▶ [WHAT THE TASK REQUIRES]
Nothing but a number should be given: the count of lines in the listing that include "backend".

▶ [DATA FOR REVIEW]
<<<<
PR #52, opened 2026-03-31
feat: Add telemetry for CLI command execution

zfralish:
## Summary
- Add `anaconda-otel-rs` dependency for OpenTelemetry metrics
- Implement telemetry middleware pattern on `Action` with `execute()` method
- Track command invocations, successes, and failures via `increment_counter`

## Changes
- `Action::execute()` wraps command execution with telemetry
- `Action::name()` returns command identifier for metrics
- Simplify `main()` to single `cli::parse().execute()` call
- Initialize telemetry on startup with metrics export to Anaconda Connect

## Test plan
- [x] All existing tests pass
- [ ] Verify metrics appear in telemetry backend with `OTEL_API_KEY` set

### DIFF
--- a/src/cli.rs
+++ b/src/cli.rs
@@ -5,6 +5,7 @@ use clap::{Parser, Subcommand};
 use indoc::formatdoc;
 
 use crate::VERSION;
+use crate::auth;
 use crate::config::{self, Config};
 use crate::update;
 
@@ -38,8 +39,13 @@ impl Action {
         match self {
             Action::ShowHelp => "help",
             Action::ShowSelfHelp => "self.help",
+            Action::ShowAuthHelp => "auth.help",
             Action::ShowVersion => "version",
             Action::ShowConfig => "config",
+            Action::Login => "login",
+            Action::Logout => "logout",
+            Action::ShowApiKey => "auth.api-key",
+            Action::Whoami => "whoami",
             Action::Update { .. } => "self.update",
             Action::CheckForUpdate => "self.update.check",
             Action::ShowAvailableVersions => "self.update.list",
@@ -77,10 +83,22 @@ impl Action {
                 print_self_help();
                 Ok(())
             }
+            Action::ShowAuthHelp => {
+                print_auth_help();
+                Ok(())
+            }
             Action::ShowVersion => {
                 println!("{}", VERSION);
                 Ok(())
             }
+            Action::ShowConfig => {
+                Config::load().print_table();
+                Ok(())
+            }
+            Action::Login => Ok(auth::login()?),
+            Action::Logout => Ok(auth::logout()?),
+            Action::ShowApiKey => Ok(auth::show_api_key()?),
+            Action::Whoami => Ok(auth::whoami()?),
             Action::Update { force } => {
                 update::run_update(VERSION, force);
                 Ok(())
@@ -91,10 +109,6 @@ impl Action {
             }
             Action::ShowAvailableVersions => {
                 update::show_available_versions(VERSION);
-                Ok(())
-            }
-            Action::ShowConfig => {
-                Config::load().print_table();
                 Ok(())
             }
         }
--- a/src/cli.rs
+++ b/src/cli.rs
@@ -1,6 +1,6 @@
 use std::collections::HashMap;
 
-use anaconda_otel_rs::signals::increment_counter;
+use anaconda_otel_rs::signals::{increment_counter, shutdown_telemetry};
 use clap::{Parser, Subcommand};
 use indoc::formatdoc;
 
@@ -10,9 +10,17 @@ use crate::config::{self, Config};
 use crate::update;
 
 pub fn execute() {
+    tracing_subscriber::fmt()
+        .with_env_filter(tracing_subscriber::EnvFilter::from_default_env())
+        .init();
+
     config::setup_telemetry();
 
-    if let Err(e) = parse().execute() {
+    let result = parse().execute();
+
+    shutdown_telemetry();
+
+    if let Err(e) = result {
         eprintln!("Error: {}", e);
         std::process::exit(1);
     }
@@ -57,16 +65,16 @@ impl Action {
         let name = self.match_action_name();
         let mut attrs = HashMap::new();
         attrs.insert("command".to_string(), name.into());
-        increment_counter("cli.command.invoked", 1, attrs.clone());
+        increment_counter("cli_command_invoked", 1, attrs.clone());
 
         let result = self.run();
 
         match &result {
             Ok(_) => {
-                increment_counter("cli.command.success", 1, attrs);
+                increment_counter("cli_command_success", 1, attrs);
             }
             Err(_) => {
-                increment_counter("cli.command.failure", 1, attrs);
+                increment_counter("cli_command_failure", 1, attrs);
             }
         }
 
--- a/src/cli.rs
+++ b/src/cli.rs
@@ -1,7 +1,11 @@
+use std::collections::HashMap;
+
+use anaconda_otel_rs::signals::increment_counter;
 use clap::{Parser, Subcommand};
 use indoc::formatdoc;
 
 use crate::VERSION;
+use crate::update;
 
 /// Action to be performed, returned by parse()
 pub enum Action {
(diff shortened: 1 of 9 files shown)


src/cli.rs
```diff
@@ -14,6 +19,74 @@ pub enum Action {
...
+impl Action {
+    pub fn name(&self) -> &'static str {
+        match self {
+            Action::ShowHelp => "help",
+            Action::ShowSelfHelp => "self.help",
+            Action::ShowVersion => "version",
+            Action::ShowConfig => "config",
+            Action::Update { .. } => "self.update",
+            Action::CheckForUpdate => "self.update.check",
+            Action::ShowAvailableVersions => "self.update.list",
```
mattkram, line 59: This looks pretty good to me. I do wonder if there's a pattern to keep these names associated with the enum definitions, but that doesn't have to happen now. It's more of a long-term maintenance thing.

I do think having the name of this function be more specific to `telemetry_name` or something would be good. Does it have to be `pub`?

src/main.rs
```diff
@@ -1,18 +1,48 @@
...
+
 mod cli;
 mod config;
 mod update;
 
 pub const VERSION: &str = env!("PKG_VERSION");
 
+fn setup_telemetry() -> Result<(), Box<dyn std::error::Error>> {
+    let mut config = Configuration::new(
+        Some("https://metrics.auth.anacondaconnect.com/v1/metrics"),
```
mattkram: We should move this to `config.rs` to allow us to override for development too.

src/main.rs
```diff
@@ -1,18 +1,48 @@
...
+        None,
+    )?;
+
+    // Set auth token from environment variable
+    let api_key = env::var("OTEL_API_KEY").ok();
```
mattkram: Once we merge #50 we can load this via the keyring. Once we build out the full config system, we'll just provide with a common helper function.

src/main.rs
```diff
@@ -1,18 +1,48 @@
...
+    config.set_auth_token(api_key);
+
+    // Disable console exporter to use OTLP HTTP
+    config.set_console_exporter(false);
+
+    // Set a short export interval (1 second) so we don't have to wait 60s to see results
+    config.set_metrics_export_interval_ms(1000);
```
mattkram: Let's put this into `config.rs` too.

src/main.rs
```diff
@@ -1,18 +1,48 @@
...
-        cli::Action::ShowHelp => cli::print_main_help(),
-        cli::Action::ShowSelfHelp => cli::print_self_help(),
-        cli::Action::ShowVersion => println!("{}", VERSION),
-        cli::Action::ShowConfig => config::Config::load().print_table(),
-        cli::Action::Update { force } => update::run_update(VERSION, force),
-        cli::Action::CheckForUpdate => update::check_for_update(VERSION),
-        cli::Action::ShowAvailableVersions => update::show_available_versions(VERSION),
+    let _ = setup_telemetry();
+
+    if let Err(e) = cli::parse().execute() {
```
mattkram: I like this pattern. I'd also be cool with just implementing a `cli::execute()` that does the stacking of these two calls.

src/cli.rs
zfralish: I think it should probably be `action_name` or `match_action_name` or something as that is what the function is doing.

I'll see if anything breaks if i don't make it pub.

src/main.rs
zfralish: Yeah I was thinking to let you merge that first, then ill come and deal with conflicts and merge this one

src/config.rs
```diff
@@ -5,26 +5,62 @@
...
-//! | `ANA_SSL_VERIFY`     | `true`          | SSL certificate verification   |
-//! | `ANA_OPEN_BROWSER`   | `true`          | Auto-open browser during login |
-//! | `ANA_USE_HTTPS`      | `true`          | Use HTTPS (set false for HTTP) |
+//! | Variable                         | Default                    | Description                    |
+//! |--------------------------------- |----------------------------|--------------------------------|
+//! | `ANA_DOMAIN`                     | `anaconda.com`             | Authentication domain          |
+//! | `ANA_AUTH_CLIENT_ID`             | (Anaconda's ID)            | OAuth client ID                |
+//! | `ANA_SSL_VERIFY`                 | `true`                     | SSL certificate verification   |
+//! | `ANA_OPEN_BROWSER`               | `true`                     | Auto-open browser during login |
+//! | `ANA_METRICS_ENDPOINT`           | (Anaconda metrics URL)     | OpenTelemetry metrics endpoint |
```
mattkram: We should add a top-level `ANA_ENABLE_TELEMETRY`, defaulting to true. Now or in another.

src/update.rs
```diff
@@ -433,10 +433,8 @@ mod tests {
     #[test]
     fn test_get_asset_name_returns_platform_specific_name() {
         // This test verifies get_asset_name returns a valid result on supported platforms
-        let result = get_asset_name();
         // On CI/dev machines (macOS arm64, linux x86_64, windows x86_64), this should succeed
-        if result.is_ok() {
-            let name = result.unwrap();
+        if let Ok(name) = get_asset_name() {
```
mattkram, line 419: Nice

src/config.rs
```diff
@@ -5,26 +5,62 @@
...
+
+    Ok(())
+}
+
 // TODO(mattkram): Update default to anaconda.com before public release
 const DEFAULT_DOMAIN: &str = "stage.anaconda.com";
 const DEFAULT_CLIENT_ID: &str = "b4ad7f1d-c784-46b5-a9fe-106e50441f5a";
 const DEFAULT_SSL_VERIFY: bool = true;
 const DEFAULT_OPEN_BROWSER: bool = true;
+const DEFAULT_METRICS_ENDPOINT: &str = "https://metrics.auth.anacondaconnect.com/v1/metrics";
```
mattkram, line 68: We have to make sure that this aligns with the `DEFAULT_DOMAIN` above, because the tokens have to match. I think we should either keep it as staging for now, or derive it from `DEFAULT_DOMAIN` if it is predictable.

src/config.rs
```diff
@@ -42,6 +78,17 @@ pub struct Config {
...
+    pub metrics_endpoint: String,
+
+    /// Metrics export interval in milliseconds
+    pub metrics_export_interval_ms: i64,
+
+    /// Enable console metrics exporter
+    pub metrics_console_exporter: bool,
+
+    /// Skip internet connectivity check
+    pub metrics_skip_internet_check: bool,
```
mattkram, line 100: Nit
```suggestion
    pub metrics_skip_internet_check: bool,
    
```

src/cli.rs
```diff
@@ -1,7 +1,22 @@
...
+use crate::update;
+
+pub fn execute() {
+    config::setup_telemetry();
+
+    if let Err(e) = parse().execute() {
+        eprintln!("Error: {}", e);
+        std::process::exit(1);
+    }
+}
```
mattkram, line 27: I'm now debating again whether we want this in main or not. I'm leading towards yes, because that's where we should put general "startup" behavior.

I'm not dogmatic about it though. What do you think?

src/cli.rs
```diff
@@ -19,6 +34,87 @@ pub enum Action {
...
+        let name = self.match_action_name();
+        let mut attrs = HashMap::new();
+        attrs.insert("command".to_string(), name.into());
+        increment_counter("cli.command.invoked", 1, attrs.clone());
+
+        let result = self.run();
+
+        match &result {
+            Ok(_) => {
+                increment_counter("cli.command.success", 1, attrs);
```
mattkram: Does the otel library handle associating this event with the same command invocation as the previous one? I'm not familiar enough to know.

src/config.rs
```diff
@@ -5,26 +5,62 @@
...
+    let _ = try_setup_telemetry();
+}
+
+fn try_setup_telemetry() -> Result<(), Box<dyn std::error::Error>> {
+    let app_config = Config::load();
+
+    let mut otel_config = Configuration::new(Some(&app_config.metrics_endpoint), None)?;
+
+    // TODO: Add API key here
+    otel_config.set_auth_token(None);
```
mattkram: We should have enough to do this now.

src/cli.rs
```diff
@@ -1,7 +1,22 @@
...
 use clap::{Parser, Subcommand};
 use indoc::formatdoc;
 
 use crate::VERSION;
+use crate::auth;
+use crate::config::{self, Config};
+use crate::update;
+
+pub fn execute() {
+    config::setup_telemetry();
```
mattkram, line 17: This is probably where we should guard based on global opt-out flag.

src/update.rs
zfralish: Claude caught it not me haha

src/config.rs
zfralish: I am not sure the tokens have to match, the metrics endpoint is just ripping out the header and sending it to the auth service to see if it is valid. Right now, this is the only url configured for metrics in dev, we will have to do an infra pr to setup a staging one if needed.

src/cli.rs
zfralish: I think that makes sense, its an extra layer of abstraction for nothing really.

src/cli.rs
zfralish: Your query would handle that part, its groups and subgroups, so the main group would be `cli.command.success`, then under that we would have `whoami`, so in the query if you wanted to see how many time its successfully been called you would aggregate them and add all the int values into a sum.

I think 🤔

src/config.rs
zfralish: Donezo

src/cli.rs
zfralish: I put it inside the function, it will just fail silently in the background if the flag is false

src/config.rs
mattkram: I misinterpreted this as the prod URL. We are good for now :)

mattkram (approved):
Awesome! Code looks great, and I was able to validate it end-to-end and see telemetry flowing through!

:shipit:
>>>>
<<<<
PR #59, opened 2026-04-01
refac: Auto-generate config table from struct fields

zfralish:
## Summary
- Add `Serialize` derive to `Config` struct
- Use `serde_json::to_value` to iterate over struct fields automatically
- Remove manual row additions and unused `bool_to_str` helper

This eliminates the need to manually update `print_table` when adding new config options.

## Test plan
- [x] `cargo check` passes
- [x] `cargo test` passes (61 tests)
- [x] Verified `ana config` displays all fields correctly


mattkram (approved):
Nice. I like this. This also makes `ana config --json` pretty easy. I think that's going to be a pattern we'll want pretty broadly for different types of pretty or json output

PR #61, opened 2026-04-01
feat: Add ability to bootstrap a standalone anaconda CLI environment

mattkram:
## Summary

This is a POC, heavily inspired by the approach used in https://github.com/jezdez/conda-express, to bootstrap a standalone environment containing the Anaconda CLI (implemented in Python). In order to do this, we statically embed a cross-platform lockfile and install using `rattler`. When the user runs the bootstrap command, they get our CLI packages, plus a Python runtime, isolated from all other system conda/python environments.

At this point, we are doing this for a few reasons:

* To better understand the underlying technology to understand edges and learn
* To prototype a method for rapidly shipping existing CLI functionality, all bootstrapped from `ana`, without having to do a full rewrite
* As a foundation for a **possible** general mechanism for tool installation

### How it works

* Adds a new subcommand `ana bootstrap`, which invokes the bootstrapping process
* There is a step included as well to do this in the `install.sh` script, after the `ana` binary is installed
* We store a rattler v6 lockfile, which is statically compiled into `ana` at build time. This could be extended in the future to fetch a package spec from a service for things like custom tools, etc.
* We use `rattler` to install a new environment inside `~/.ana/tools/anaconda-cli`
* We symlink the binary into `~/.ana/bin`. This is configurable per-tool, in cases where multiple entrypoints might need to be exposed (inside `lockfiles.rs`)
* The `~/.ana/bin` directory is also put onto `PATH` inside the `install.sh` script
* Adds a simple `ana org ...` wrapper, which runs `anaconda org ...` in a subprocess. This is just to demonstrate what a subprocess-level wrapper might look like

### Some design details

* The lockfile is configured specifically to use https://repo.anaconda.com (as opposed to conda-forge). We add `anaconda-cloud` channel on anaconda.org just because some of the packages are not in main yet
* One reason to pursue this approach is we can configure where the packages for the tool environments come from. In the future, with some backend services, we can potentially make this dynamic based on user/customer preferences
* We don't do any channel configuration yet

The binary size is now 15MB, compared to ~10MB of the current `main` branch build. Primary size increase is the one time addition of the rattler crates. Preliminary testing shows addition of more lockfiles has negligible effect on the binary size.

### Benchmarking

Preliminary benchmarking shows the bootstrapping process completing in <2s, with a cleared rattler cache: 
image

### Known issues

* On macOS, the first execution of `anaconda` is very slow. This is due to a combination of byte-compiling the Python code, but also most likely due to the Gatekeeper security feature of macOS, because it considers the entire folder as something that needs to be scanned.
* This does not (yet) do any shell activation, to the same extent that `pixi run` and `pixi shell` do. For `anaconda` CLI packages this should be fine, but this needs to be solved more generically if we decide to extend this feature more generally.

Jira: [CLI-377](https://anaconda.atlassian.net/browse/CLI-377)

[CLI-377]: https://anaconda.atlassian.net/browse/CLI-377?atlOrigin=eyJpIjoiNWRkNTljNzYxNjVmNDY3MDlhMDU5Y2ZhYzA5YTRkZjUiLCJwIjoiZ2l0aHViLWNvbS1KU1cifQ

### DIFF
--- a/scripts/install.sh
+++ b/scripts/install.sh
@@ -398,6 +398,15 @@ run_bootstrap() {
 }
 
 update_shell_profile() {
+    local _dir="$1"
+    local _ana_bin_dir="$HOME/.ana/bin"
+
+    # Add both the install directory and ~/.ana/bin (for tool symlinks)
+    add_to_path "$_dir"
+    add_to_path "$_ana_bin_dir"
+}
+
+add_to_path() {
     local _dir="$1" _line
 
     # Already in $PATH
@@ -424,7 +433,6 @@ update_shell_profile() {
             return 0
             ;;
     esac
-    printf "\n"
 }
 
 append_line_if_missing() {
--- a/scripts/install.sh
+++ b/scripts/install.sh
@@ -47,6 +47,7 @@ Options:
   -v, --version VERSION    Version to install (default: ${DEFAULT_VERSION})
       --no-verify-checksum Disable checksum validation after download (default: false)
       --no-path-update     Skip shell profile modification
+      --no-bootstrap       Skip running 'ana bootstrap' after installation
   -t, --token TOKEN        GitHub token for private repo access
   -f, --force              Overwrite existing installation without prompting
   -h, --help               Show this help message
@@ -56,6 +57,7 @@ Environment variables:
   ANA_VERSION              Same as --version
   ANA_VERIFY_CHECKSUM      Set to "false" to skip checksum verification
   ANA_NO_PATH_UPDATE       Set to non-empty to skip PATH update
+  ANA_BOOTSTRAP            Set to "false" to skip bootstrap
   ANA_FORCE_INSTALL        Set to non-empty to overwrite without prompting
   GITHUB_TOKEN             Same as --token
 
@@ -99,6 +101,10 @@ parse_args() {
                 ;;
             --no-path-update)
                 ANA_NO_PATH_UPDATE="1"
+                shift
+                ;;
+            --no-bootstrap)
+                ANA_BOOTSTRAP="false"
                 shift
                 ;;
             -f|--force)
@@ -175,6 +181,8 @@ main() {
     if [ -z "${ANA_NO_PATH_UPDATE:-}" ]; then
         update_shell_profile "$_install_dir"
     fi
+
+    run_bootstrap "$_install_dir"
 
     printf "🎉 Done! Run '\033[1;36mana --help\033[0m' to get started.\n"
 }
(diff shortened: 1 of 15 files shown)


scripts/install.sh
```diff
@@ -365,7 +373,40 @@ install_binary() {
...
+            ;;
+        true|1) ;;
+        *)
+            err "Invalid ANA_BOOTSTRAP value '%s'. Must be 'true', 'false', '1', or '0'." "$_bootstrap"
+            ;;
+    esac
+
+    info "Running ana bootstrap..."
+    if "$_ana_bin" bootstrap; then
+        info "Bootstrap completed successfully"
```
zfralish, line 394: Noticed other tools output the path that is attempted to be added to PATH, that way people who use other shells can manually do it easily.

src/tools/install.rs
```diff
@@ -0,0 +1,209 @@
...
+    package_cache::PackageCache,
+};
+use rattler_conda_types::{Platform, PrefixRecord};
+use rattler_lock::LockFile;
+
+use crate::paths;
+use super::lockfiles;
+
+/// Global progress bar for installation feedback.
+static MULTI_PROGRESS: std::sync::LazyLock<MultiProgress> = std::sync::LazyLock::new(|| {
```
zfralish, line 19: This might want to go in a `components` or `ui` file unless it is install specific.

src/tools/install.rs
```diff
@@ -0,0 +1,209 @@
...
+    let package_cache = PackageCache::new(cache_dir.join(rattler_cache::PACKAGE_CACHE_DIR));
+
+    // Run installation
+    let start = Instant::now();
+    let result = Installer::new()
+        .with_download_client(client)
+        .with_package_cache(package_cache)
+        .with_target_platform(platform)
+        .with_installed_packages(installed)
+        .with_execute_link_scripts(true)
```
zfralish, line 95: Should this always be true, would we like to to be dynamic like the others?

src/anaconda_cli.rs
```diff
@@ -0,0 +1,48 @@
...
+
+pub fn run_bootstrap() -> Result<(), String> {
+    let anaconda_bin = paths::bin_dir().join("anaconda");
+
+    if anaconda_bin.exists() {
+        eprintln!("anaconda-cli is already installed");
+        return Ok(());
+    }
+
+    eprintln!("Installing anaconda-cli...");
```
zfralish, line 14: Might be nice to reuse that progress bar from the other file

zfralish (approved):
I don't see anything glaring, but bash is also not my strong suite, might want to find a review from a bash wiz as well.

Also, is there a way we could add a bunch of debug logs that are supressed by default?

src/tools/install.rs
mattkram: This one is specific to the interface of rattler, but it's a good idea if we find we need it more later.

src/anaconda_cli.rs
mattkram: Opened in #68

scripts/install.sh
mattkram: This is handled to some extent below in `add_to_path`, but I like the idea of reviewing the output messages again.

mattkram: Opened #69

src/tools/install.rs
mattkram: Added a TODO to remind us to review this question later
>>>>
<<<<
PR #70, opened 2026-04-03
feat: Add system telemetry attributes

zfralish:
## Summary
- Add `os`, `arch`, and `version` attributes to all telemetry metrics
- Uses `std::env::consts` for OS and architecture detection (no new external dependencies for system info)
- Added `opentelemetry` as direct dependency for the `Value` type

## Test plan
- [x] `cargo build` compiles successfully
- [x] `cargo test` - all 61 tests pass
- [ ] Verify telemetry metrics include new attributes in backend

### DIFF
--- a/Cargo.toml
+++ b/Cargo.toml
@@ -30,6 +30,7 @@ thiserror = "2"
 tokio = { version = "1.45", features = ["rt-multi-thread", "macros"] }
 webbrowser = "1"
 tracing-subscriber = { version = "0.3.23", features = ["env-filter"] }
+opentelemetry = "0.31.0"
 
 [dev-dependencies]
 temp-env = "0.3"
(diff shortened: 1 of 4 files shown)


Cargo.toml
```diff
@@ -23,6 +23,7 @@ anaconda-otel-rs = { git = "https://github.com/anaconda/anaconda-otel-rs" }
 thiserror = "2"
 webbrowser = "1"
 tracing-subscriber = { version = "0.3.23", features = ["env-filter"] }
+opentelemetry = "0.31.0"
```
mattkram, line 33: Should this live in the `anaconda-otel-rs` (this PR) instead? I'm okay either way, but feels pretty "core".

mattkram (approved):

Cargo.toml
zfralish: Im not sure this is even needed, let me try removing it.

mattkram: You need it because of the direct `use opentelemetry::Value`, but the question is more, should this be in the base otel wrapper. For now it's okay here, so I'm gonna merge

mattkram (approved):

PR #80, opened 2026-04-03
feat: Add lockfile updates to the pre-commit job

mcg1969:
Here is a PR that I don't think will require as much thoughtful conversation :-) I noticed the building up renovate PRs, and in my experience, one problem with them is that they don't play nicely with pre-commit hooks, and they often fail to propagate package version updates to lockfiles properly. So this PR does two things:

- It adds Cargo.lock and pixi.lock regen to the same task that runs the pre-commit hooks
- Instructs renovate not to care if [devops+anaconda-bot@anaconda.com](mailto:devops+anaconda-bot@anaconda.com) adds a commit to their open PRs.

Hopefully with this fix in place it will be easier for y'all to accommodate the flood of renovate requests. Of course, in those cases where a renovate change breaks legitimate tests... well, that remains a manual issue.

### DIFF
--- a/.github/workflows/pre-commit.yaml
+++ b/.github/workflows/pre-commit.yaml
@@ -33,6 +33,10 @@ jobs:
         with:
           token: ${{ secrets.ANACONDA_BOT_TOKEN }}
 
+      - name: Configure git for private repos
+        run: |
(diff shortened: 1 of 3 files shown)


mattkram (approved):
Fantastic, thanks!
>>>>
▶ [ANSWER]
3